- **Problem details**:
Output, exactly and alone, the lines from the one containing "Change fanout to" through the last line of the material below, both ends included.

===== Records for this task =====

PR #4835, opened 2025-01-27
Change fanout to scale by std::log rather than std::sqrt

clemahieu:


pwojcikdev:
I rebased it on top of develop after merging https://github.com/nanocurrency/nano-node/pull/4837 which seems to have fixed it. Looks good.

=====

- **The answer**:
Change fanout to scale by std::log rather than std::sqrt

clemahieu:


pwojcikdev:
I rebased it on top of develop after merging https://github.com/nanocurrency/nano-node/pull/4837 which seems to have fixed it. Looks good.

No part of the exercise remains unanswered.